Thursday, 1 August 2013

BIOMETRIC TECHNOLOGY OVERVIEW

Biometrics is not only well thought-out a more protected way to recognize an individual but also a more expedient technique whereby the personality does not essentially have to carry an supplementary device, such as an ID card. As defined by the organization for Biometrics (AFB) a biometric is "...a asses sable  unique physical characteristic or personal trait to identify the identity, or verify the claimed identity, of an enrollee." The technique is not a recent detection. There is confirmation to suggest that fingerprinting was used by the ancient Assyrians and Chinese at least since 7000 to 6000 BC. Over a thousand years ago, potters in East Asia, placed their fingerprints on their wares as an early form of brand individuality and in Egypt's Nile Valley, merchants were recognized by their physical characteristics. The perform of using fingerprints in place of signatures for legal contracts is hundreds of years old. It is believed that the first scientific studies investigating fingerprints were conducted sometime in the late sixteenth century.

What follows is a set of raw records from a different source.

PR #500, opened 2019-08-05
Fix parsing of gradle dependency tree

pascal-hofmann:
In one of my projects I have a gradle dependency tree that looks like this:

```
-api (n)
No dependencies

-runtime (n)
\--- org.jetbrains.kotlin:kotlin-stdlib:1.3.30 (n)
[…]
```

This breaks the gradle analyzer. It bails out with the error message 

> FATAL Could not analyze: bad depth: 1 -api (n) []string{"-api (n)", "-", "api (n)"}

This PR improves the regex used to match gradle dependencies based on the possible output generated by gradle (see https://github.com/gradle/gradle/blob/e975872ae2cf1d521b73f1107cae772ca09c63cd/subprojects/core/src/main/java/org/gradle/internal/graph/GraphRenderer.java)

### DIFF
--- a/buildtools/gradle/gradle.go
+++ b/buildtools/gradle/gradle.go
@@ -160,7 +160,7 @@ func (s ShellCommand) DependencyTasks() ([]string, error) {
 //go:generate bash -c "genny -in=$GOPATH/src/github.com/fossas/fossa-cli/graph/readtree.go gen 'Generic=Dependency' | sed -e 's/package graph/package gradle/' > readtree_generated.go"
 
 func ParseDependencies(stdout string) ([]Dependency, map[Dependency][]Dependency, error) {
-	r := regexp.MustCompile("^([ `+\\\\|-]+)([^ `+\\\\|-].+)$")
+	r := regexp.MustCompile(`^((?:[ |\|]{1,1}    )*(?:[\\+|\\]{1,1}--- ))(.*)$`)
 	splitReg := regexp.MustCompile("\r?\n")
 	// Skip non-dependency lines.
 	var filteredLines []string
--- a/buildtools/gradle/gradle.go
+++ b/buildtools/gradle/gradle.go
@@ -160,7 +160,7 @@ func (s ShellCommand) DependencyTasks() ([]string, error) {
 //go:generate bash -c "genny -in=$GOPATH/src/github.com/fossas/fossa-cli/graph/readtree.go gen 'Generic=Dependency' | sed -e 's/package graph/package gradle/' > readtree_generated.go"
 
 func ParseDependencies(stdout string) ([]Dependency, map[Dependency][]Dependency, error) {
-	r := regexp.MustCompile(`^((?:[ |\|]{1,1}    )*(?:[\\+|\\]{1,1}--- ))(.*)$`)
+	r := regexp.MustCompile(`^((?:[|+] +)*[\\+]--- )(.*)$`)
 	splitReg := regexp.MustCompile("\r?\n")
 	// Skip non-dependency lines.
 	var filteredLines []string
--- a/buildtools/gradle/gradle.go
+++ b/buildtools/gradle/gradle.go
@@ -160,7 +160,7 @@ func (s ShellCommand) DependencyTasks() ([]string, error) {
 //go:generate bash -c "genny -in=$GOPATH/src/github.com/fossas/fossa-cli/graph/readtree.go gen 'Generic=Dependency' | sed -e 's/package graph/package gradle/' > readtree_generated.go"
 
 func ParseDependencies(stdout string) ([]Dependency, map[Dependency][]Dependency, error) {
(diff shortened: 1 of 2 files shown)


buildtools/gradle/gradle.go
```diff
@@ -160,7 +160,7 @@ func (s ShellCommand) DependencyTasks() ([]string, error) {
 //go:generate bash -c "genny -in=$GOPATH/src/github.com/fossas/fossa-cli/graph/readtree.go gen 'Generic=Dependency' | sed -e 's/package graph/package gradle/' > readtree_generated.go"
 
 func ParseDependencies(stdout string) ([]Dependency, map[Dependency][]Dependency, error) {
-	r := regexp.MustCompile("^([ `+\\\\|-]+)([^ `+\\\\|-].+)$")
+	r := regexp.MustCompile("^((?:[ |\\|]{1,1}    )*(?:[\\+|\\\\]{1,1}--- ))(.*)$")
```
golangcibot: S1007: should use raw string (`...`) with regexp.MustCompile to avoid having to escape twice (from `gosimple`)

pascal-hofmann: This has been addressed now.

pascal-hofmann:
cla-assistant.io is down right now. Will sign the CLA once it is back up…

buildtools/gradle/gradle.go
```diff
@@ -160,7 +160,7 @@ func (s ShellCommand) DependencyTasks() ([]string, error) {
 //go:generate bash -c "genny -in=$GOPATH/src/github.com/fossas/fossa-cli/graph/readtree.go gen 'Generic=Dependency' | sed -e 's/package graph/package gradle/' > readtree_generated.go"
 
 func ParseDependencies(stdout string) ([]Dependency, map[Dependency][]Dependency, error) {
-	r := regexp.MustCompile("^([ `+\\\\|-]+)([^ `+\\\\|-].+)$")
+	r := regexp.MustCompile(`^((?:[ |\|]{1,1}    )*(?:[\\+|\\]{1,1}--- ))(.*)$`)
```
dchenk:
```suggestion
	r := regexp.MustCompile(`^((?:[ |\|]{1,1}    )*(?:[\\+|\\]{1,1}--- ))`)
```
Since this reg expression is used only for a single line at a time, we don't need to add `(.*)$` at the end

dchenk:
```suggestion
	r := regexp.MustCompile(`^([ +\\|\x60-]{2,})([^ +\\|\x60-].+)$`)
```
We can just make sure that there are at least two characters at the beginning of the line that can't be a dependency name. Haven't tried this with the complete integration tests, but the the Gradle tests in this PR are currently failing.

pascal-hofmann: This will only work until someone accidentally uses a configuration name that matches the new regex.

`go test -count=1 -run TestGradleIntegration  ./...` succeeds on my local machine.  I assume there is something wrong with the CI system. See also the lower coverage of mercurial/svn, php, python/pip, etc.

dchenk: It's sort of unlikely someone will name something with more than one "-" or "/" at the beginning, but lest we go down a rabbit hole about this needlessly, I'm okay with the idea behind your regex, with a couple of cleanups as shown in my suggestion above. In particular, the quantifier `{1,1}` is essentially meaningless and redundant, and in the two character sets the pipe character appears twice (as `|` and `\|`). You can just have it there once as `|`. And to keep things easier to read, we'll express the four consecutive spaces using ` {4}` please. Thank you!

pascal-hofmann:
Hey, do I still need to do something to get this merged?

dchenk:
Apologies for the delayed response. I was going to investigate why the CI tests failed. I'd like to get this merged soon.

buildtools/gradle/gradle.go
```diff
@@ -160,7 +160,7 @@ func (s ShellCommand) DependencyTasks() ([]string, error) {
 //go:generate bash -c "genny -in=$GOPATH/src/github.com/fossas/fossa-cli/graph/readtree.go gen 'Generic=Dependency' | sed -e 's/package graph/package gradle/' > readtree_generated.go"
 
 func ParseDependencies(stdout string) ([]Dependency, map[Dependency][]Dependency, error) {
-	r := regexp.MustCompile("^([ `+\\\\|-]+)([^ `+\\\\|-].+)$")
+	r := regexp.MustCompile(`^((?:[|+] +)*[\\+]--- )(.*)$`)
```
dchenk:
```suggestion
	r := regexp.MustCompile(`^((?:[|+]? +)*[\\+]--- )(.*)$`)
```
If you could just commit this one small fix, we should be good :)

dchenk: @pascal-hofmann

In the nineteenth century Alphonse Bertillon in France urbanized anthropometrics as well as noting peculiar marks on a person such as scars or tattoos. It was as early as 1901 that Scotland Yard introduced the Galton-Henry system of fingerprint classification; Fuller et al. 1995, p. 14). Since that time fingerprints have traditionally been used in law enforcement. As early as 1960, the FBI Home Office in the UK and the Paris Police Department began auto-ID fingerprint studies. Until then limitations in computing power and storage had disallowed automated biometric checking systems from reaching their potential. Yet it was not until the late 1980s when personal computers and optical scanners became more reasonably priced that automated biometric checking had an opportunity to establish itself as an alternative to smart card or magnetic-stripe auto-ID technology.